De oprichting van de Nederlandsche Arbeiders Sport Bond
Ook socialisten deden aan sport, maar dan wel in hun eigen organisaties. ‘Machtig was de indruk, die onze mannen en vrouwen gaven in hun sportieve kleeding, waar bruin-gebrande armen uit de witte blouses staken, boven vurig-roode broeken en rokken.’
De sport in Nederland brak echt door na de Eerste Wereldoorlog. In de jaren twintig begonnen ook sportende arbeiders zich te organiseren. Hier was ook reden voor, schreef de socialistische krant Voorwaarts in 1929: ‘De wijze waarop en de omstandigheden, waaronder in onzen tijd de arbeid verricht wordt, ontneemt den arbeiders vreugde, blijheid en opgewektheid.’

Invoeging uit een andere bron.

PR #3013, opened 2025-11-18
RUM-10907: Support `process_uptime` attribute for telemetry debug/error events

satween:
### What does this PR do?

* Adds new method to the `TimeProvider` allowing to get the amount of time (in milliseconds) since process start. The api for that was added only for Android SDK 24, so for previous versions class load time gonna be used.
* Fixes some assert messages that was copy-pasted and contained wrong values.
* Reduces code duplications for `TimeInfo` instance creation.


dd-sdk-android-core/src/main/kotlin/com/datadog/android/api/context/TimeInfo.kt
```diff
@@ -14,10 +14,19 @@ package com.datadog.android.api.context
...
 data class TimeInfo(
     val deviceTimeNs: Long,
     val serverTimeNs: Long,
     val serverTimeOffsetNs: Long,
-    val serverTimeOffsetMs: Long
-)
+    val serverTimeOffsetMs: Long,
+    val deviceTimeSinceProcessStartMs: Long
+) {
+    companion object {
```
0xnm:
```suggestion
    internal companion object {
```

dd-sdk-android-core/src/main/kotlin/com/datadog/android/api/context/TimeInfo.kt
```diff
@@ -14,10 +14,19 @@ package com.datadog.android.api.context
  * to the device time (nanoseconds)
  * @property serverTimeOffsetMs the difference between server time and device time, relative
  * to the device time (milliseconds)
+ * @property deviceTimeSinceProcessStartMs the time spend since application's process start (for Android SDK >= 24) or
+ * between the class being loaded for Android < N as a fallback.
+ *
+ * to the device time (milliseconds)
```
0xnm: seems like it is detached from somewhere?

dd-sdk-android-core/src/main/kotlin/com/datadog/android/api/context/TimeInfo.kt
```diff
@@ -14,10 +14,19 @@ package com.datadog.android.api.context
  * to the device time (nanoseconds)
  * @property serverTimeOffsetMs the difference between server time and device time, relative
  * to the device time (milliseconds)
+ * @property deviceTimeSinceProcessStartMs the time spend since application's process start (for Android SDK >= 24) or
+ * between the class being loaded for Android < N as a fallback.
```
0xnm: I'm curious if it is fine to have a different behavior for the same property. Maybe it is worth to make this property nullable and return `null` for API 23? And then it will be up to the caller what to do.

Otherwise we may see inconsistent data if the result of this property is used in some data we send.

WDYT?

dd-sdk-android-internal/src/main/java/com/datadog/android/internal/time/TimeProvider.kt
```diff
@@ -32,4 +36,26 @@ interface TimeProvider {
...
+
+    /**
+     * Return the milliseconds from the moment the process starts.
+     * For Android SDK versions below 24, the milliseconds since class loading are returned as a fallback.
+     *
+     * Note that calculations made with SystemClock.uptimeMillis() that do not count deep sleep time.
+     *
+     * @return The number of milliseconds elapsed since the start of the process.
+     */
+    fun getTimeSinceProcessStartMillis(): Long {
```
aleksandr-gringauz: We already have [this](https://github.com/DataDog/dd-sdk-android/blob/499916cfba381a40f1ae8db7f4f0bc1e0bfca941/dd-sdk-android-core/src/main/kotlin/com/datadog/android/core/internal/time/DefaultAppStartTimeProvider.kt#L21) code to determine the time when the process started.

Is there a benefit for having another solution here? Should we maybe reuse what we already have?

dd-sdk-android-internal/src/main/java/com/datadog/android/internal/time/TimeProvider.kt
```diff
@@ -32,4 +36,26 @@ interface TimeProvider {
...
+            Process.getStartUptimeMillis()
+        } else {
+            applicationClassLoadMs
+        }
+
+        return SystemClock.uptimeMillis() - processStartUptimeMillis
+    }
+
+    companion object {
+        private val applicationClassLoadMs = SystemClock.uptimeMillis()
```
aleksandr-gringauz: Companion object if I am not mistaken is created (and as a result `applicationClassLoadMs` is initialized) at the moment when the first instance of the class is used (here it is `TimeProvider`). 

You can check by placing a breakpoint like this:
```
companion object {
    private val applicationClassLoadMs = run {
        SystemClock.uptimeMillis() // <--- place breakpoint here
    }
}
```

In this particular case it will happen somewhere around `Rum.enable` I guess, which is a lot later than process start.

dd-sdk-android-internal/src/main/java/com/datadog/android/internal/time/TimeProvider.kt
satween: oh cool, i didn't know that, will use it instead, thanks 👍

dd-sdk-android-internal/src/main/java/com/datadog/android/internal/time/TimeProvider.kt
satween: yes, `@JvmFiled` is missed here, but nevermind I will use existing solution instead

dd-sdk-android-core/src/main/kotlin/com/datadog/android/api/context/TimeInfo.kt
satween: Well I was trying to find a balance between support complexity and value it provides:
1. `getStartElapsedRealtime` is supported from the version 24 of Android SDK, current `minSdk` is 23. So the amount of such devices is relatively small.
2. This attribute represents the amount of time spend from some moment in the past and represents relativity, not the actual time, from that perspective seems like there no so big difference from which point it would be calculated as the point remains the same for each device.
3. After @aleksandr-gringauz's suggestion, I changed logic to use `AppStartTimeProvider` so the value will be more even precise

dd-sdk-android-internal/src/main/java/com/datadog/android/internal/time/TimeProvider.kt
aleksandr-gringauz: >yes, @JvmFiled is missed here, but nevermind I will use existing solution instead

I see that you have another solution now. But FYI I don't think that JvmField helps here. If you run this  https://pl.kotl.in/KMS7zASqs, you'll see that the second timestamp is bigger than the first one.

dd-sdk-android-core/src/main/kotlin/com/datadog/android/core/internal/time/DefaultAppStartTimeProvider.kt
```diff
@@ -28,4 +28,15 @@ internal class DefaultAppStartTimeProvider(
             else -> DdRumContentProvider.createTimeNs
         }
     }
+
+    override val appUptimeNs: Long by lazy(LazyThreadSafetyMode.PUBLICATION) {
```
aleksandr-gringauz: Are you sure that this field should be lazy? IIUC you want each invocation of `appUptimeNs` to return a different value (duration from process start till now).

You can probably just do `get() = System.nanoTime() - appStartTimeNs` or not create this new `appUptimeNs` and just do the calculation where you need it.

dd-sdk-android-internal/src/main/java/com/datadog/android/internal/time/DefaultTimeProvider.kt
```diff
@@ -11,7 +11,6 @@ package com.datadog.android.internal.time
  * The offsets are always 0.
  */
 class DefaultTimeProvider : TimeProvider {
-    override fun getDeviceTimestamp(): Long = System.currentTimeMillis()
```
0xnm, line 14: is this change needed?

jonathanmos (approved):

Volgens de krant was hier een oplossing voor: ‘Een van de eerste en voornaamste middelen hiertoe is de sport.’ En daartoe hoorde een socialistische sportorganisatie om te voorkomen dat de arbeider lid zou worden van een algemene of liberale sportbond.
De Amsterdamse socialist Sal Broekman stond aan de basis van de Nederlandsche Arbeiders Sport Bond NASB. In 1929 zei hij hierover in Voorwaarts: ‘Ik zag met ergernis dat de groote massa zich aan sport bedronk.’ Volgens hem was sport ‘een bolwerk van verholen nationalisme, van zelfgenoegzaamheid en holle klank, gedragen door de onverschilligheid en speelwoede, ook van hen die tot onze klassegenooten behooren.’
Broekman liep Tobias Green tegen het lijf, de voorzitter van de Amsterdamse voetbalvereniging Blauw-Wit. Samen met deze ‘trouwe partijgenoot’ besloot hij een organisatie te beginnen voor de sportende arbeiders. ‘In Augustus 1926 hielden wij onze eerste bijeenkomst met 12 aanwezigen. Wij stichtten het Komité voor Arbeiderssport. Een week later kwamen wij opnieuw bij elkaar. Het was een avond van droefenis, want de Partijleiding had haar veto uitgesproken. Wij hebben toen letterlijk met de vuist op tafel geslagen.’
Ondanks het verzet in eigen kring ging hij door met zijn werk. Op 19 dececmber 1927 was de oprichtingsvergadering van de NASB in het Amsterdamse café De Poot aan het Damrak. Broekman: ‘Toen ik om 5 uur den hamer neerlei, was de Bond met 50 leden gesticht.’
Een onafzienbare schare
Een hoogtepunt in de geschiedenis van de NASB was een internationale bijeenkomst op het Haagse Houtrust met socialistische sporters uit Nederland, Duitsland en Oostenrijk. Dagblad Voorwaarts was lyrisch over deze buitenlandse gasten.
Op 2 mei 1929 stond in de krant: ‘Tegenover de buitenlandsche vrienden is het zeer wenschelijk, dat de belangstelling van de Nederlandsche, moderne arbeiders zoo groot mogelijk zij. Wij moeten den kameraden uit Weenen toonen, dat datgene, wat in Oostenrijk een onafzienbare schare arbeiders en arbeidsters als iets vanzelfsprekends beschouwt, ook in ons land in zeer breede kringen reeds ingang vind: een gezonde ziel in een gezond lichaam.’
Een dag voor deze historische bijeenkomst kreeg NASB-pionier Broekman het bijna te kwaad: ‘Een gevoel van stil geluk doorgloeit me bij de gedachte dat morgen meer dan tweeduizend leden, uit alle deelen van het land, in sportpak door de straten van Den Haag zullen trekken.’
Voorwaarts vond het ook mooi: ‘Machtig was de indruk, die onze mannen en vrouwen gaven in hun sportieve kleeding, waar bruin-gebrande armen uit de witte blouses staken, boven vurig-roode broeken en rokken. Ontroerend was het heerlijke enthousiasme, waarmede onze kinderen zich overgaven aan de sport, die thans ook hun deel kan worden…. Wel terecht voert de Arbeiderssportbond als devies: Arbeiderssport is Massasport.’
Niet alles was overigens naar wens gegaan: ‘Er zijn vele organisatorische fouten gemaakt. De huisvesting was niet geheel in orde, verscheidene deelnemers zochten tevergeefs langen tijd naar hun pleegouders, anderen vonden een massa-kwartier zonder geriefelijkheid. Dit zijn fouten, die niet behoeven voor te komen. Onze beweging heeft grootere bijeenkomsten georganiseerd, waarbij aan meer menschen onderdak verschaft moest worden, en waarbij alles vlot van stapel liep. Onze sportbond is jong en heeft dus nog veel te leeren.’
In de Tweede Wereldoorlog werd aan deze socialistische sport een einde gemaakt door de bezetter, waarna het nooit meer zo groot werd als in de jaren 20 en 30.